[Collected data entries]
▽
PR #2879, opened 2023-12-06
Progressive `@override` (composition only)

trevor-scheer:
Bump fed spec to v2.7
Bump join spec to v0.4

Add new optional `label` arg to `@override` which is a `String`.
Capture label in the supergraph via the new `@join__field` arg `overrideLabel` so these values can be used during query graph creation and query planning.

### DIFF
--- a/composition-js/src/merging/merge.ts
+++ b/composition-js/src/merging/merge.ts
@@ -121,7 +121,7 @@ class FieldMergeContext {
     return this._props[idx].overrideWithUnknownTarget;
   }
 
-  overrideLabelForIdx(idx: number) {
+  overrideLabel(idx: number) {
     return this._props[idx].overrideLabel;
   }
 
@@ -1614,7 +1614,7 @@ class Merger {
         type: allTypesEqual ? undefined : source.type?.toString(),
         external: external ? true : undefined,
         usedOverridden: usedOverridden ? true : undefined,
-        overrideLabel: mergeContext.overrideLabelForIdx(idx),
+        overrideLabel: mergeContext.overrideLabel(idx),
       });
     }
   }
--- a/composition-js/src/merging/merge.ts
+++ b/composition-js/src/merging/merge.ts
@@ -92,6 +92,7 @@ type FieldMergeContextProperties = {
   usedOverridden: boolean,
   unusedOverridden: boolean,
   overrideWithUnknownTarget: boolean,
+  overrideLabel: string | undefined,
 }
 
 // for each source, specify additional properties that validate functions can set
@@ -99,7 +100,13 @@ class FieldMergeContext {
   _props: FieldMergeContextProperties[];
 
   constructor(sources: unknown[]) {
-    this._props = (new Array(sources.length)).fill(true).map(_ => ({ usedOverridden: false, unusedOverridden: false, overrideWithUnknownTarget: false}));
+    this._props = (
+      new Array(sources.length)).fill(true).map(_ => ({
+        usedOverridden: false,
+        unusedOverridden: false,
+        overrideWithUnknownTarget: false,
+        overrideLabel: undefined,
+      }));
   }
 
   isUsedOverridden(idx: number) {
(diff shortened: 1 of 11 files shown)


composition-js/src/merging/merge.ts
```diff
@@ -1248,6 +1270,12 @@ class Merger {
               overriddenSubgraphASTNode,
             ));
           }
+
+          // capture an override label if it exists
```
sachindshinde, line 1274: We might want to do some kind of validation on the `label` here (it's easier to relax validations in the future than to add them). For example, we could require that either (1) the label has to start with a letter and consist of alphanumeric+dashes+underscore(+periods+slashes+colons if we feel like it), or (2) the label has to be of the form `percent(x)` where `x` is a number between 0 and 100 inclusive (maybe something like [js-big-decimal](https://www.npmjs.com/package/js-big-decimal) could help here). If you have any other syntax in mind for `label` we could use that too.

sachindshinde (changes requested):

composition-js/src/merging/merge.ts
```diff
@@ -114,6 +121,10 @@ class FieldMergeContext {
     return this._props[idx].overrideWithUnknownTarget;
   }
 
+  overrideLabelForIdx(idx: number) {
```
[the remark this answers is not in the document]
trevor-scheer: [9ace0a0](https://github.com/apollographql/federation/pull/2879/commits/9ace0a0a7bb65f04b33637fc15fb87c8c875564b)

composition-js/src/merging/merge.ts
trevor-scheer: Good call out. I don't _think_ we need a lib for this but let me know if you think I've missed anything in how we handle floats.
[cf27bcb](https://github.com/apollographql/federation/pull/2879/commits/cf27bcbea0eea036039563dc47721d66582742ab)

sachindshinde: It was mainly to handle cases where JS `Number`s lose precision and we don't faithfully copy the argument from subgraphs to supergraph, but if you're using 10 digits total (1-2 before the decimal point and 8 after), then JS `Number`s should be able to faithfully represent that.

internals-js/src/error.ts
```diff
@@ -513,6 +513,12 @@ const OVERRIDE_ON_INTERFACE = makeCodeDefinition(
   { addedIn: '2.3.0' },
 );
 
+const OVERRIDE_LABEL_INVALID = makeCodeDefinition(
+  'OVERRIDE_LABEL_INVALID',
+  'The @override directive `label` argument must match the pattern /^[a-zA-Z][a-zA-Z0-9_\-:./]*$/ or /^percent\(([0-9]|[1-9][0-9]|100)\)$/',
```
sachindshinde, line 518: Need to update the regex for the `percent` case here.

docs/source/errors.md
```diff
@@ -65,6 +65,7 @@ The following errors might be raised during composition:
 | `ONLY_INACCESSIBLE_CHILDREN` | A type visible in the API schema has only @inaccessible children. | 2.0.0 |  |
 | `OVERRIDE_COLLISION_WITH_ANOTHER_DIRECTIVE` | The @override directive cannot be used on external fields, nor to override fields with either @external, @provides, or @requires. | 2.0.0 |  |
 | `OVERRIDE_FROM_SELF_ERROR` | Field with `@override` directive has "from" location that references its own subgraph. | 2.0.0 |  |
+| `OVERRIDE_LABEL_INVALID` | The @override directive `label` argument must match the pattern /^[a-zA-Z][a-zA-Z0-9_-:./]*$/ or /^percent(([0-9]|[1-9][0-9]|100))$/ | 2.7.0 |  |
```
sachindshinde, line 68: Will need to regenerate this file after updating `error.ts`.

sachindshinde (changes requested):
Just some minor things below. (You'll also want to update the changeset regarding testing strategy, as noted [here](https://github.com/apollographql/federation/pull/2879#discussion_r1431512857).)

docs/source/errors.md
trevor-scheer: c0a3638452b8fbcf7407c847e60a8ec8d120451d

internals-js/src/error.ts
trevor-scheer: c0a3638452b8fbcf7407c847e60a8ec8d120451d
△
- _WHAT YOU WILL DO_
Wherever "undefined" occurs in the entries above, copy the line it sits on.

- _WRITTEN ANSWER_
         type: allTypesEqual ? undefined : source.type?.toString(),
         external: external ? true : undefined,
         usedOverridden: usedOverridden ? true : undefined,
+  overrideLabel: string | undefined,
+        overrideLabel: undefined,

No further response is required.